MCP (Model Context Protocol)
MCP allows you to connect Claude to remote servers, databases, or APIs. You can define MCP servers that expose tools, and Claude can discover and call them dynamically.
# Example: Connecting to a remote MCP server
(pseudo-code for illustration)
from anthropic import Anthropic
client = Anthropic()
The MCP connector handles authentication and routing
response = client.messages.create(
model="claude-sonnet-4-20250514",
tools=[{"type": "mcp", "server_url": "https://my-mcp-server.com/tools"}],
messages=[{"role": "user", "content": "Query my database for recent orders."}]
)
Batch Processing for Cost Savings
If you have large volumes of requests (e.g., processing thousands of support tickets), use Batch Processing. Batch API calls cost 50% less than standard API calls.
# Create a batch of messages
batch = client.batches.create(
requests=[
{
"custom_id": "req-001",
"params": {
"model": "claude-sonnet-4-20250514",
"max_tokens": 1024,
"messages": [{"role": "user", "content": "Summarize: ..."}]
}
},
# ... more requests
]
)
---
Putting It All Together: A Practical Workflow
Here's a realistic example combining multiple features:
- User uploads a PDF (Files API)
- Claude reads the PDF and extracts key data
- Claude uses the web fetch tool to verify facts against a live source
- Claude cites the source using the Citations feature
- The result is cached via Prompt Caching for future similar queries
- The entire conversation is compacted after 50 turns to stay within context limits
# Simplified workflow
response = client.messages.create(
model="claude-sonnet-4-20250514",
max_tokens=4096,
system=[
{
"type": "text",
"text": "You are a research assistant. Always cite sources.",
"cache_control": {"type": "ephemeral"}
}
],
tools=[
{"type": "web_fetch", "name": "fetch"},
{"type": "code_execution", "name": "run_code"}
],
messages=[
{
"role": "user",
"content": [
{
"type": "document",
"source": {
"type": "base64",
"media_type": "application/pdf",
"data": pdf_base64
}
},
{
"type": "text",
"text": "Analyze this PDF and fetch the latest stock price for the mentioned company."
}
]
}
]
)
---
Key Takeaways
- Model capabilities (thinking, structured outputs, citations) let you control Claude's reasoning and output format precisely.

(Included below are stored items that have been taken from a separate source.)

PR #273, opened 2023-05-17
flatpak: Copy vls and deps from the vala sdk

lw64:


lw64:
Not sure if its related, but vls cannot find gtk4 and workbench namespaces anymore.

re.sonny.Workbench.Devel.json
```diff
@@ -148,6 +99,11 @@
           "type": "dir",
           "path": "."
         }
+      ],
+      "post-install": [
+        "cp -a /usr/lib/sdk/vala/bin/* /app/bin/",
```
sonnyp, line 104: > cp: cannot stat '/usr/lib/sdk/vala/bin/*': No such file or directory

can you use `install` ?

lw64: This is strange. it seems like the vala sdk is not mounted into the extension point??

sonnyp: This is a flatpak-vscode only - I fixed it in this commit https://github.com/sonnyp/Workbench/pull/273/commits/e05ff73b08cdd15e38b05d5e66f14a48c7d6016f

sonnyp:
> Not sure if its related, but vls cannot find gtk4 and workbench namespaces anymore.

I can reproduce, definitely related. Could you look into it?

sonnyp (approved):
I also cannot reproduce the issue anymore.

PR #274, opened 2023-05-17
Support screenshot of external preview

lw64:


lw64:
image

image

src/Previewer/previewer.vala
```diff
@@ -6,20 +6,55 @@ namespace Workbench {
...
+          size = Graphene.Size () {
+            width = width,
+            height = height
+          }
+        };
+        Gdk.Texture texture = renderer.render_texture (node, rect);
+        string path = Path.build_filename (Environment.get_user_data_dir (), "Workbench screenshot.png");
+        texture.save_to_png (path);
+
+        Xdp.Parent parent = Xdp.parent_new_gtk (window);
```
sonnyp, line 43: Can you pass the primitive back to the main process instead, and handle this with the same code path as the internal previewer?

It will be easier to maintain.

Feel free to leave the changes to the manifest and meson.build, we will need them anyway when porting libportal examples to Vala.

lw64: These 3 lines are easier to maintain than another dbus interconnection I think. As long as there should not be a screenshot button in the main worbench window or the dialog modal to its the best option I think.

sonnyp (approved):
Thanks.

I have connected the dots with JS and simplified the vala code a bit 

https://github.com/sonnyp/Workbench/pull/274/commits

lw64:
thanks!

PR #275, opened 2023-05-21
Improve preview screenshot

sonnyp:
Follow up of https://github.com/sonnyp/Workbench/pull/274

- [x] Don't overwrite previous screenshot
- [x] Use the same date format as GNOME Shell
- [x] Save screenshots in a dedicated directory
- [x] Use open_directory instead of open_file
- [x] Check why screenshot of "View Switcher" does not work (JS) (only on modal window)
- [ ] https://github.com/sonnyp/Workbench/issues/298
- [ ] Make sure internal and external preview the same thing

### DIFF
--- a/src/Previewer/Previewer.js
+++ b/src/Previewer/Previewer.js
@@ -3,11 +3,6 @@ import GObject from "gi://GObject";
 import GLib from "gi://GLib";
 import Gio from "gi://Gio";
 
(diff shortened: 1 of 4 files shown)


sonnyp:
https://github.com/sonnyp/Workbench/commit/992044c5176cce68d70ac43a9e2da8fdda960d55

- Tools extend Claude into the real world—web fetch, code execution, and memory are the most commonly used.
- Context management (prompt caching, compaction, token counting) is essential for keeping long-running sessions cost-effective and responsive.
- Batch processing offers a 50% cost reduction for non-real-time workloads.
- Tool infrastructure (MCP, Tool Runner) helps you scale from a single tool to a complex ecosystem of services.